Provided information =>
+---+

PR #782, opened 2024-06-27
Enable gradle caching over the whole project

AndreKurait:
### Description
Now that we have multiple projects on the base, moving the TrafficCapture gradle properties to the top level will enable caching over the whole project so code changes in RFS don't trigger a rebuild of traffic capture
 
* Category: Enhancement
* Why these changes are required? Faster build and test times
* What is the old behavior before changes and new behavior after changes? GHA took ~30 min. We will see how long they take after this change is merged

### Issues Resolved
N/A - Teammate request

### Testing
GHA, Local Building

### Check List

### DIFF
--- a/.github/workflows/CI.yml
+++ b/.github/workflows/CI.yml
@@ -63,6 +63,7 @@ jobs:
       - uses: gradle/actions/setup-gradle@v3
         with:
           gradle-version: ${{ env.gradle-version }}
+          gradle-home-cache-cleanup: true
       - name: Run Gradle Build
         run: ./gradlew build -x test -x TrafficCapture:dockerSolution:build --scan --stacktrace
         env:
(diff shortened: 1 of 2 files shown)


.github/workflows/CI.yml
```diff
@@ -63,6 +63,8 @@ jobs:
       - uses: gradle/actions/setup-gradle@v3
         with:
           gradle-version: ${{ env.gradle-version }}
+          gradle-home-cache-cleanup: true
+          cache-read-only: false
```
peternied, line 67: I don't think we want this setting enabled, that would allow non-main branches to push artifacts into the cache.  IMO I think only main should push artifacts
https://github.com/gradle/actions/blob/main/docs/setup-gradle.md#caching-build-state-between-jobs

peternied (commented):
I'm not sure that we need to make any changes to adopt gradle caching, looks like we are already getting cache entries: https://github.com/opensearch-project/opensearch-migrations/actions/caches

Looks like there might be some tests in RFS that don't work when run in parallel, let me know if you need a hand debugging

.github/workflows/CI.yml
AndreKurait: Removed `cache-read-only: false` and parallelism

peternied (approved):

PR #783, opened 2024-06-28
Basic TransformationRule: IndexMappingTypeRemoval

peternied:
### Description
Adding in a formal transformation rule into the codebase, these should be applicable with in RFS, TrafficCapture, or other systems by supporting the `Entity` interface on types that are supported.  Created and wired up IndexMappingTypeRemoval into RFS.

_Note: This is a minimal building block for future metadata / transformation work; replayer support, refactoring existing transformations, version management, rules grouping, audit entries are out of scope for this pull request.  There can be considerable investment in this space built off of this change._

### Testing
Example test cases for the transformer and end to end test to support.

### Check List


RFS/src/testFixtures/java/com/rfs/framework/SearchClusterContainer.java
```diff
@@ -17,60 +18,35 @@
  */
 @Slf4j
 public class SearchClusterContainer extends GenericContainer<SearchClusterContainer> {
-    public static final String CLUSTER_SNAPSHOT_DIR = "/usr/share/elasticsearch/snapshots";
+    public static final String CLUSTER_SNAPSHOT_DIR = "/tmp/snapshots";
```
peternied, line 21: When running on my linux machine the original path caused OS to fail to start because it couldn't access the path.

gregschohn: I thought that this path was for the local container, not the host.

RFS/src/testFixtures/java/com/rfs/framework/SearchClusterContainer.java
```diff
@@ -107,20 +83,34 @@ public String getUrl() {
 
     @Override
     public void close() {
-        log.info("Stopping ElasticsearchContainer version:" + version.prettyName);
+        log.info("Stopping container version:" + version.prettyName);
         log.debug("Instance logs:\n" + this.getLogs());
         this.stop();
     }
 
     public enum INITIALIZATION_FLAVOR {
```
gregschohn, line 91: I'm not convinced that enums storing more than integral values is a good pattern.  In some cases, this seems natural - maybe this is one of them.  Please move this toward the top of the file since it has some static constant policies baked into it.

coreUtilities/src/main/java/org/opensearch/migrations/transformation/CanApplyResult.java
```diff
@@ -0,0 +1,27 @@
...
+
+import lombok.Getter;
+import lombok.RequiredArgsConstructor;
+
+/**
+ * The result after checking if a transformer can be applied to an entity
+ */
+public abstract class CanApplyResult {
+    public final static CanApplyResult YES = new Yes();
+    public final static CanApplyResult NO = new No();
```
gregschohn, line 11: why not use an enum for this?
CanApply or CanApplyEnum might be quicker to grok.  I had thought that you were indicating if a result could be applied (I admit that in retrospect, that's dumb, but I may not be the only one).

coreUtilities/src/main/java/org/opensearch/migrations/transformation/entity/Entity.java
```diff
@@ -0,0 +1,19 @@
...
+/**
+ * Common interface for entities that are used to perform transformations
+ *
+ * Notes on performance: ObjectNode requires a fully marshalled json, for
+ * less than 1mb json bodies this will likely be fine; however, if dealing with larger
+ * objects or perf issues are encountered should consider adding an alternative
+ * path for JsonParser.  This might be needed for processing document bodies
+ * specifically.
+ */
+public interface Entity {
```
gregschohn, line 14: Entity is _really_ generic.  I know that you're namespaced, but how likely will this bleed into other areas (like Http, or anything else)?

+---+

Please write out each line of the listing above exactly.

Result =>
PR #782, opened 2024-06-27
Enable gradle caching over the whole project

AndreKurait:
### Description
Now that we have multiple projects on the base, moving the TrafficCapture gradle properties to the top level will enable caching over the whole project so code changes in RFS don't trigger a rebuild of traffic capture
 
* Category: Enhancement
* Why these changes are required? Faster build and test times
* What is the old behavior before changes and new behavior after changes? GHA took ~30 min. We will see how long they take after this change is merged

### Issues Resolved
N/A - Teammate request

### Testing
GHA, Local Building

### Check List

### DIFF
--- a/.github/workflows/CI.yml
+++ b/.github/workflows/CI.yml
@@ -63,6 +63,7 @@ jobs:
       - uses: gradle/actions/setup-gradle@v3
         with:
           gradle-version: ${{ env.gradle-version }}
+          gradle-home-cache-cleanup: true
       - name: Run Gradle Build
         run: ./gradlew build -x test -x TrafficCapture:dockerSolution:build --scan --stacktrace
         env:
(diff shortened: 1 of 2 files shown)


.github/workflows/CI.yml
```diff
@@ -63,6 +63,8 @@ jobs:
       - uses: gradle/actions/setup-gradle@v3
         with:
           gradle-version: ${{ env.gradle-version }}
+          gradle-home-cache-cleanup: true
+          cache-read-only: false
```
peternied, line 67: I don't think we want this setting enabled, that would allow non-main branches to push artifacts into the cache.  IMO I think only main should push artifacts
https://github.com/gradle/actions/blob/main/docs/setup-gradle.md#caching-build-state-between-jobs

peternied (commented):
I'm not sure that we need to make any changes to adopt gradle caching, looks like we are already getting cache entries: https://github.com/opensearch-project/opensearch-migrations/actions/caches

Looks like there might be some tests in RFS that don't work when run in parallel, let me know if you need a hand debugging

.github/workflows/CI.yml
AndreKurait: Removed `cache-read-only: false` and parallelism

peternied (approved):

PR #783, opened 2024-06-28
Basic TransformationRule: IndexMappingTypeRemoval

peternied:
### Description
Adding in a formal transformation rule into the codebase, these should be applicable with in RFS, TrafficCapture, or other systems by supporting the `Entity` interface on types that are supported.  Created and wired up IndexMappingTypeRemoval into RFS.

_Note: This is a minimal building block for future metadata / transformation work; replayer support, refactoring existing transformations, version management, rules grouping, audit entries are out of scope for this pull request.  There can be considerable investment in this space built off of this change._

### Testing
Example test cases for the transformer and end to end test to support.

### Check List


RFS/src/testFixtures/java/com/rfs/framework/SearchClusterContainer.java
```diff
@@ -17,60 +18,35 @@
  */
 @Slf4j
 public class SearchClusterContainer extends GenericContainer<SearchClusterContainer> {
-    public static final String CLUSTER_SNAPSHOT_DIR = "/usr/share/elasticsearch/snapshots";
+    public static final String CLUSTER_SNAPSHOT_DIR = "/tmp/snapshots";
```
peternied, line 21: When running on my linux machine the original path caused OS to fail to start because it couldn't access the path.

gregschohn: I thought that this path was for the local container, not the host.

RFS/src/testFixtures/java/com/rfs/framework/SearchClusterContainer.java
```diff
@@ -107,20 +83,34 @@ public String getUrl() {
 
     @Override
     public void close() {
-        log.info("Stopping ElasticsearchContainer version:" + version.prettyName);
+        log.info("Stopping container version:" + version.prettyName);
         log.debug("Instance logs:\n" + this.getLogs());
         this.stop();
     }
 
     public enum INITIALIZATION_FLAVOR {
```
gregschohn, line 91: I'm not convinced that enums storing more than integral values is a good pattern.  In some cases, this seems natural - maybe this is one of them.  Please move this toward the top of the file since it has some static constant policies baked into it.

coreUtilities/src/main/java/org/opensearch/migrations/transformation/CanApplyResult.java
```diff
@@ -0,0 +1,27 @@
...
+
+import lombok.Getter;
+import lombok.RequiredArgsConstructor;
+
+/**
+ * The result after checking if a transformer can be applied to an entity
+ */
+public abstract class CanApplyResult {
+    public final static CanApplyResult YES = new Yes();
+    public final static CanApplyResult NO = new No();
```
gregschohn, line 11: why not use an enum for this?
CanApply or CanApplyEnum might be quicker to grok.  I had thought that you were indicating if a result could be applied (I admit that in retrospect, that's dumb, but I may not be the only one).

coreUtilities/src/main/java/org/opensearch/migrations/transformation/entity/Entity.java
```diff
@@ -0,0 +1,19 @@
...
+/**
+ * Common interface for entities that are used to perform transformations
+ *
+ * Notes on performance: ObjectNode requires a fully marshalled json, for
+ * less than 1mb json bodies this will likely be fine; however, if dealing with larger
+ * objects or perf issues are encountered should consider adding an alternative
+ * path for JsonParser.  This might be needed for processing document bodies
+ * specifically.
+ */
+public interface Entity {
```
gregschohn, line 14: Entity is _really_ generic.  I know that you're namespaced, but how likely will this bleed into other areas (like Http, or anything else)?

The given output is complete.